As pp said even after one year you would be worse off as you would be surviving compared to him being able to get better mortgages, credit card deals, higher savings rates (or actually being able to save), afford better holidays etc on his salary. Then of course his pension will be a lot better when he retires as his bigger salary means he can put a higher percentage in during his working life, pre and post divorce.

Makes you think doesn't it.

BoohooWoohoo · 29/10/2023 21:30

If the kids are very young and your ex was high earning then you might have an argument for spousal support so that you could train but it's a temporary thing like 2/3 years.

You would probably get 50% of the assets at the point of divorce but as your ex earns more, he would quickly overtake you as he could afford to save more, buy a pricier house etc

You wouldn't be directly compensated for doing the unpaid stuff. You would benefit indirectly from ex's higher wages which means more savings etc A judge would expect you to work more hours/ retrain if your salary wasn't enough to live on.

PosterBoy · 29/10/2023 21:30

namechangedagainagain · 29/10/2023 21:21

@PosterBoy - do you mean 'not saving as much as him' post divorce or during marriage? We have joint everything. Whatever we earn gets flung into shared pots

After

You would split everything 50:50.

A year later, you would have saved less or nothing compared to him - on a salary 1/4 his, with no child maintenance from him, higher mortgage payments or renting

Meandyouandyouandme · 29/10/2023 21:31

Yes I am really happy, but will be working till 67, I’m 51 now and if we’d stayed together we could have retired at 55ish. I’m living in our retirement fund, it is all mine though and very cosy.

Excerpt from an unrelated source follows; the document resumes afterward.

PR #2117, opened 2026-03-26
Outline: add keystroke to reload the root page

bschwarzent:
If a user wishes to recreate a page (e.g. because its content has been changed but the page offers no means to be refreshed), they can usually just reload the detail table of the parent page. However, since the outline in JS has no root page, this is not possible for top-level pages. For a pure JS outline, this can be resolved by recreating the entire application (reload page in browser, Ctrl-R), but for classic outlines, the server-side model has to be updated.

gotomomo · 29/10/2023 21:36

We split the house 60/50 in my favour plus I receive a modest spousal support payment monthly, pensions were 50/50 (mostly his to me). We came to a private arrangement

namechangedagainagain · 29/10/2023 21:40

It really does make you think! But I don't know what I'd have done differently - I could have gone for a high earning career rather than something I loved (which didn't work out financially that well, and i's very disappointing tbh) but I've lived life on the terms I wanted and that has to be a life well spent.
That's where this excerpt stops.